Assuming that this can somehow be made to work in your case, the strategy is to check the executable sections of the ELF file and correct any instructions that use or change the GS register. These are at least the following instructions:
- Any command with a GS segment override prefix (
65 expects branch commands, in this case the prefix indicates something else) push gs ( 0F A8 )pop gs ( 0F A9 )mov r/m16, gs ( 8C /r )mov gs, r/m16 ( 8E /r )mov gs, r/m64 ( REX.W 8E /r ) (If you support 64-bit mode)
And any other instructions that segment registers allow (I don’t think it is much more, but I’m not 100% sure).
All of this comes from the Intel® 64 and IA-32 Software Developer's Guide. Combined Volumes 2A and 2B: A Guide to a Set of Instructions, AZ . Keep in mind that instructions are sometimes prefixed with other prefixes, sometimes not, so you should probably use library to execute decoding of commands, rather than blind searching for byte sequences.

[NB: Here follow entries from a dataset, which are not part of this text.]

PR #186, opened 2018-06-02
fix codeclimate warnings

antho1404:


container/container.go
```diff
@@ -32,8 +32,8 @@ func FindContainer(namespace []string) (container types.ContainerJSON, err error
 	return
 }
 
-// ContainerStatus returns the status of a docker container
-func ContainerStatus(namespace []string) (status StatusType, err error) {
+// Status returns the status of a docker container
+func Status(namespace []string) (status StatusType, err error) {
```
NicolasMahe: @antho1404 Why this modification? Ok it was throwing a warning, but only naming it `Status` remove all the context. Is it a Service status? A network? A container?

PR #187, opened 2018-06-03
Stop services when the daemon stops

### LINKED ISSUE #158: Stop services when stopping daemon

antho1404:
In this PR I added a new label for docker services `mesg.hash`

With this label, we can now from a docker service retrieve the service in the database and do whatever we want. In this case just before stoping the daemon we can stop all the running services

fix #158


cmd/daemon/stop.go
```diff
@@ -28,3 +38,33 @@ func stopHandler(cmd *cobra.Command, args []string) {
...
+	if err != nil {
+		return
+	}
+	hashes, err := service.List()
+	if err != nil {
+		return
+	}
+	for _, hash := range hashes {
+		// TODO: this function should be execute in a go routine. StopService is blocking
+		_, err := cli.StopService(context.Background(), &core.StopServiceRequest{
```
NicolasMahe: This should be called in a async fashion to stop all services at the same time.

NicolasMahe:
I updated `daemon.stopServices` function. Now it's calling `cli.StopService` in an async way in order to stop all services at the same time.

PR #190, opened 2018-06-05
Possibility to fetch deploy a service from git

### LINKED ISSUE #157: Publish a service from a repo
We should accept github repo on the `service publish` command like that for tutorials and example people can just type the command line and it will automatically download all the sources and then publish it

antho1404:
Now it is possible to automatically fetch the sources from any git repository from the cli.

The following commands are now working and behave like expected (fetch the repository and then build and deploy or test the service)

- `mesg-core service test https://github.com/mesg-foundation/service-ethereum.git`
- `mesg-core service deploy https://github.com/mesg-foundation/service-ethereum.git`

For now it's not testable because example are already updated according to the pull request #183, we need to merge this one first and test again that everything works fine

fix #157


cmd/service/utils.go
```diff
@@ -31,8 +35,32 @@ func handleError(err error) {
 	}
 }
 
+func gitClone(url string) (path string, err error) {
+	tmpFile := "/tmp/mesg-templates"
```
NicolasMahe: This is very ugly to put the path in a root folder like this.
It's not even deleted at the end.

cmd/service/utils.go
```diff
@@ -31,8 +35,32 @@ func handleError(err error) {
...
+	err = os.MkdirAll(tmpFile, os.ModePerm)
+	if err != nil {
+		return
+	}
+	path, err = ioutil.TempDir(tmpFile, string(time.Now().UnixNano()))
```
NicolasMahe: On my computer `path` is like: `/tmp/mesg-templates/�094045028`
There is a encoding error. You should `strconv.FormatInt(time.Now().UnixNano(), 10))` instead of `string(....)`

cmd/service/utils.go
```diff
@@ -31,8 +35,32 @@ func handleError(err error) {
...
+		URL: url,
+	})
+	return
+}
+
 func loadService(path string) (importedService *service.Service) {
-	importedService, err := service.ImportFromPath(path)
+	var err error
+	if _, err = url.ParseRequestURI(path); err == nil {
+		path, err = gitClone(path)
```
NicolasMahe: The new `path` is not forward to the function `buildDockerImage` thus it cannot build it..

cmd/service/utils.go
antho1404: even the `TempDir` accepts empty string for defaults and manages everything so I used that and it takes the defaults from that function better than trying to create a specific folder that might have some conflicts

PR #206, opened 2018-06-07
Remove daemon wording

### LINKED ISSUE #204: Remove Daemon wording
The software that people download and run locally should be `mesg-cli`.
The docker container should be named `mesg/core`.

Daemon is not a name but only a way to start a software.
> In multitasking computer operating systems, a daemon is a computer program that runs as a background process, rather than being under the direct control of an interactive user.

We should rename the daemon package and commands accordingly.

NicolasMahe:
close #204 

New docker hub created: https://hub.docker.com/r/mesg/core/

I didn't change the behavior of the `mesg-core start` command. It launch the core in docker.
@antho1404 do you want me to add the `--daemon` flag now and change the behavior when the flag is not set? (launch the core not in docker)


daemon/start.go
```diff
@@ -33,11 +33,11 @@ func serviceSpec() (spec container.ServiceOptions, err error) {
 	}
 	spec = container.ServiceOptions{
 		Namespace: Namespace(),
-		Image:     viper.GetString(config.DaemonImage),
+		Image:     viper.GetString(config.CoreImage),
 		Env: []string{
 			"MESG.PATH=/mesg",
-			"API.SERVICE.SOCKETPATH=" + filepath.Join(viper.GetString(config.MESGPath), "server.sock"),
-			"SERVICE.PATH.HOST=" + filepath.Join(viper.GetString(config.MESGPath), "services"),
+			"API.SERVICE.SOCKETPATH=" + filepath.Join(viper.GetString(config.MESGPath), "server.sock"), // TODO: this one seems useless because MESGPath is already set.
```
antho1404: not useless because here the path will be from the `MESGPath` while executing this command so from the CLI so with the `~/.mesg` of the user, if not set, inside the docker it will bind to the `MESG.PATH` that is `/mesg` so the link will not be good because on the host user will not have `/mesg`

NicolasMahe:
I renamed `core` to `MESG Core` in logs

PR #207, opened 2018-06-07
[WIP] Update README

w1l1ams:


README.md
```diff
@@ -17,7 +17,7 @@
 
 MESG is a platform for the creation of efficient and easy-to-maintain applications that connect any and all technologies.
 
-# Issues
+# ISSUES
```
NicolasMahe: Why uppercase?

antho1404:
I think we need to put a menu to have a quick access to the different blocks 

Also I really think the build from source shouldn't be directly in the readme, the readme should be oriented for users, I create a wiki, we can just in the contribution part give a link to the wiki [https://github.com/mesg-foundation/core/wiki](https://github.com/mesg-foundation/core/wiki) that should be enough otherwise it might confuse users

Also for the part about issues and contribution this is the same, an issue is already a contribution so we should only have one block contribution and we should use the process that everyone knows about, if there is an issue just check if it's not already in github and otherwise post an issue with the right flags but let's not redirect them to discord for this, it's not really effective, discord is a chat and what we will tell them anyway is to go to create an issue on github... I agree on the part to remind them that they have to check the documentation make sure it's not from them and otherwise the directly create an issue and even if it's from their understanding but still something doesn't work it means we need to have better documentations or examples to be clearer so an issue will be valid

NicolasMahe:
@w1l1ams I just commit my modification. Could you read and fix any english mistakes please?

NicolasMahe:
@antho1404 The js lib is `mesg-js` and not `mesg`?
https://www.npmjs.com/package/mesg-js

It was `mesg` in the example. Just to be sure I don't include mistake.

Issue #445, opened 2018-09-11
add CI task to run integration tests when dev branch is updated


ilgooz:
`go test ./... -tags=integration`

PR #489, opened 2018-09-21
Add integration test CI task and fix integration test

NicolasMahe:
This PR was meant to be only to add integration test on CircleCI but as integration test failed I had to fix them.

Closes https://github.com/mesg-foundation/core/issues/445


NicolasMahe:
To do:
- [ ] create 3 workflows:
  - [ ] one for PR: only unit testing
  - [ ] one for dev branch: integration test + dev release
  - [ ] one for master branch: integration test + prod release
- [ ] Add cache system: https://medium.com/misc-tech/making-your-build-faster-with-go-1-10-on-circleci-2-0-915fea0ef867
- [ ] Share locally build image between tasks

.circleci/config.yml
```diff
@@ -25,30 +25,33 @@ runOnDocker: &runOnDocker
...
+  "unit_test":
+    <<: *runOnDocker
     steps:
       - checkout
-      - run: docker pull mesg/core:latest
-      - run: docker build -t mesg/core:$CIRCLE_SHA1 --build-arg version="dev build `echo $CIRCLE_SHA1 | cut -c1-7`" .
-
-  "test":
+      - setup_remote_docker # this should be remove when no test are actually using docker
+      - run: go get -t ./...
```
krhubert: Remove go get

.circleci/config.yml
```diff
@@ -25,30 +25,33 @@ runOnDocker: &runOnDocker
...
+      - run: docker swarm init # this should be remove when no test are actually using docker
+      - run: docker build -t sleep docker-images/sleep/ # this should be remove when no test are actually using docker
+      - run: docker build -t http-server docker-images/http-server/ # this should be remove when no test are actually using docker
+      - run: env MESG_CORE_IMAGE=mesg/core:NONEXISTINGIMAGE go test -timeout 180s -p 1 -coverprofile=coverage.txt ./...
```
krhubert: What about syntax:
```
run:
  name:
  command
  envrioment:
```
I think is more clear than putting everything in one line

.circleci/config.yml
```diff
@@ -25,30 +25,33 @@ runOnDocker: &runOnDocker
...
+      - run: bash <(curl -s https://codecov.io/bash)
```
krhubert: We're not using `codecov` - maybe think of removing it and include when we actually start using this in our dev pipeline

.circleci/config.yml
antho1404: yes good point like that we will directly see if we forgot to put some stuff on the vendor folder

container/network.go
```diff
@@ -34,7 +34,10 @@ func (c *Container) CreateNetwork(namespace []string) (id string, err error) {
 }
 
 // DeleteNetwork deletes a Docker Network associated with a namespace.
-func (c *Container) DeleteNetwork(namespace []string) error {
+// event parameter can be "destroy" or "remove". If the network was used by a service, the event to use is "destroy". If the network has not been used, the event is "remove".
+// Remove removes the reference from Docker to the network.
+// Destroy removes the network from Docker active network.
+func (c *Container) DeleteNetwork(namespace []string, event string) error {
```
krhubert: Just a thought, maybe listen to both of these events inside the method. In that case, a developer doesn't need to know about internal events of docker.

NicolasMahe: I tried and it doesn't work because the events "destroy" and "remove" have no definitive order and also "destroy" is fired only when the network has been recently (few seconds) attached to a container...
This is not a perfect solution but the perfect solution requires to reorganize the container package to match our logic (mesg's service have multiple docker's service, one network) rather than staying close to the docker logic (service, container, network). By doing this, we could extract a lot of docker related logic from the service package to the container package (like start and stop mesg's service with dependencies and network).

container/service_integration_test.go
```diff
@@ -54,38 +54,38 @@ func TestIntegrationStopNotExistingService(t *testing.T) {
 	require.Nil(t, err)
 	namespace := []string{"TestStopNotExistingService"}
 	err = c.StopService(namespace)
-	require.Nil(t, err)
+	require.NotNil(t, err)
```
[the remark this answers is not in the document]
NicolasMahe: I will do it in another PR. There is many places to replace `require.Nil(t, err)` and `require.NotNil(t, err)` by `require.NoError(t, err)` and `require.Error(t, err)`.
Also, one test file is still using `stvp/assert`.

.circleci/config.yml
NicolasMahe: I would like to keep it as a reminder of the code coverage stats.
It's true we don't enforce it strictly, but still we should have the stats in the PR.

container/service_integration_test.go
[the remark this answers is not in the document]
krhubert: Sure, I didn't want to do everything at once. Just to make sure new assertions have more meaningful errors messages. But it could be one big simple PR as well

container/network.go
krhubert: Ok, got it

.circleci/config.yml
NicolasMahe: We don't have the env variable anymore and CircleCi doesn't provide to anyway to pass arguments through a nice yaml list.
I'm ok to read the command and not a short name.
What do you think @krhubert?

NicolasMahe:
@mesg-foundation/core ready to review

container/service_integration_test.go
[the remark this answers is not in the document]
antho1404: why this test changed in the first place ? The stop should not return an error if the service doesn't exists. If it doesn't exists it means that it's not running. Agree that we should also have a kind of NotFound error just want to make sure that this change in the test really needs to be done

.circleci/config.yml
```diff
@@ -81,27 +57,44 @@ jobs:
...
             - "publish_docker_dev"
+
+  release_prod:
+    jobs:
+      - "test":
+          filters:
+            tags:
+              only: /^v.*/
+            branches:
+              only: master
```
antho1404: The tests here will be executed only when we are on master AND we have a tag. In this case we skip all the tests when we merge to master and these are important.

We should add the check on the tag only for the `publish_docker_prod` and `release_cli_prod` not for the test

container/network.go
```diff
@@ -8,6 +8,15 @@ import (
 	docker "github.com/docker/docker/client"
 )
 
+// NetworkEventType is a type to define the kind of event related to the network
+type NetworkEventType string
+
+// List of Network status to listen to confirm a network deletion
+const (
+	NetworkRemove  NetworkEventType = "remove"
+	NetworkDestroy NetworkEventType = "destroy"
```
krhubert: Small change, but in go the common rule is to put a type of variable only in the first line.

Also I'd remove `Network` prefix and stick to `type EventType string`, following:

```
const (
  EventRemove EventType = "remove"
  // ...
)
```

Check out https://github.com/moby/moby/blob/master/api/swagger.yaml#L7138 -> the name of events are the same for different docker objects

antho1404: Good point, fixing this

container/network.go
```diff
@@ -34,7 +43,10 @@ func (c *Container) CreateNetwork(namespace []string) (id string, err error) {
 }
 
 // DeleteNetwork deletes a Docker Network associated with a namespace.
-func (c *Container) DeleteNetwork(namespace []string) error {
+// event parameter can be "destroy" or "remove". If the network was used by a service, the event to use is "destroy". If the network has not been used, the event is "remove".
+// Remove removes the reference from Docker to the network.
+// Destroy removes the network from Docker active network.
+func (c *Container) DeleteNetwork(namespace []string, event EventType) error {
```
ilgooz: it's a bit odd to me having _event_ as an argument to this func because it does not change the behavior of network removing. we can listen for both events and return after the first received event. this way use of this func will be agnostic and caller will not need to figure out which event type it should pass.

antho1404: The problem with this one is that we cannot wait for both. In some cases we will have both (when we create the service and attach the network to this service) but in some other cases when we just create and destroy the network without any service we only have the "remove" event.

I agree this is kind of weird to have this `event` maybe we can rename it to `deletionEvent` or something like that.

I don't see any ways to make this function agnostic because it's really related to docker and how we use it but what thing that can be done in the future is to remove this `CreateNetwork` and `DeleteNetwork` from the public API and manage the network internally in the container package which totally makes sense.

NicolasMahe: Totally agree with the last part.
> This is not a perfect solution but the perfect solution requires to reorganize the container package to match our logic (mesg's service have multiple docker's service, one network) rather than staying close to the docker logic (service, container, network). By doing this, we could extract a lot of docker related logic from the service package to the container package (like start and stop mesg's service with dependencies and network).

ilgooz: i don't quite get the limitation of waiting for both _destory_ and _remove_ here. does docker produces two events for both _destory_ and _remove_ when we have a service attached to network?

NicolasMahe: Yes it does. But as we run integration test that only create a network and them delete it, we need a way to change the behaviour of `DeleteNetwork` otherwise we have timeout and the integration test on `CreateNetwork` doesn't work (as well as others).

NicolasMahe: That's why, after transferring more logic to the container package (where we ALWAYS create a network attached to service), we will be able to remove the event parameter.

ilgooz: I understand now. maybe we should inspect the network to see if there is any services attached to it before removing, this way we can guess the event type fore network removing without doing changes on container package. but there can be a race condition with this approach, while we're inspecting the network some services can be removed or started.

ilgooz: i think, the race condition can be prevented by also listening for service start/stop events in this func.

container/service_integration_test.go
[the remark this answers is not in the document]
NicolasMahe: I will investigate but I think the function `StopService` is not behaving the same way since it wait for actual deletion of Docker's ressources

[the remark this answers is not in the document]
NicolasMahe: I confirm the function is behaving differently since this commit https://github.com/mesg-foundation/core/commit/0366e060934827a179e417c0b6a25170ebc6b246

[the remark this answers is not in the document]
NicolasMahe: Fix in new PR: https://github.com/mesg-foundation/core/pull/505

Some of the instructions above should be relatively straightforward to turn into call my_patch or similar, but you will probably have a problem finding what works in two bytes and works in general. int XX ( CD XX ) can be a good candidate if you can customize the interrupt vector, but I'm not sure if it will be faster than the method you are currently using. Of course, you will need to write down what instruction has been fixed, and the interrupt handler (or something else) reacts differently depending on the return address (which your handler receives).
Perhaps you can set up a trampoline if you can find a place within -128..127 bytes and use JMP rel8 ( EB cb ) to jump to the springboard (usually a different JMP , but this time with a lot of number for the destination address), which then processes the command emulation and returns to the instruction after the correct use of% gs.
In the end, I would recommend keeping the trap and emulation code in order to catch any cases that you might not have thought of (for example, self-modified or entered code). That way, you can also log any unprocessed cases and add them to your solution.